For models handling segmentation problems, a different concept of ConvLayers should be used in addition to the traditional one—transpose convolution or deconvolution. Transpose convolution can output frames with larger spatial sizes than its input, which is needed for segmentation since the network infers the segmented image from features with smaller spatial size.
The U-Net architecture is a full CNN that uses ConvLayers while reducing the spatial size and increasing the depth, and then the reverse by using transpose ConvLayers. Also, an important detail that affects the accuracy of the network is the forward propagation used between the early layers of the network and the later layers with the same spatial sizes, which can provide missing information due to the reduction of the window size.
This network is an extension of Faster R-CNN, adding an extra branch predicting an object mask parallel to the bounding box prediction branch. In addition to this network being the state of the art for segmentation, it has been extended to perform several different tasks such as human pose estimation and rigid object pose estimation.
Computer vision can also tackle different tasks, which are a bit out of the scope of this article; however, we’ll offer simple descriptions for some examples of other tasks.
By learning the distribution of a dataset using approaches like GANs, we can generate new images that look real and can be used in new datasets.
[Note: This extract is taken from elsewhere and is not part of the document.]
PR #4379, opened 2023-05-22
[CBRD-24820] Mandate 'DBMS_OUTPUT.' before put_line() usages.

hyunikn:
http://jira.cubrid.org/browse/CBRD-24820

. updates PL/CSQL syntax so that it mandates 'DBMS_OUTPUT.' before usages of put_line() for Oracle compatibility.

For example, by going to this website, you will see a new picture of a person that looks real—but has just generated by a CNN.
Approaches like GANs and VAEs can be used to transform images from a source domain (street view in summer) to a target domain (street view in winter), which is very beneficial for generalizing networks’ performance on different tasks without annotating new data. This is also used for cool applications like deepfakes.
Another cool application of CNNs is neural style transfer, which uses a content image and a style image to output an image with the same content of the content image, but with the style of the style image. Using this, we can transform normal pictures into version that appear to be created by Van Gogh or Picasso.
In this survey of todays most essential machine learning-based computer vision techniques, we gave simple brief explanations of each topic to give the reader an overview of the range of possibilities, which can be a good way to start your journey with the field.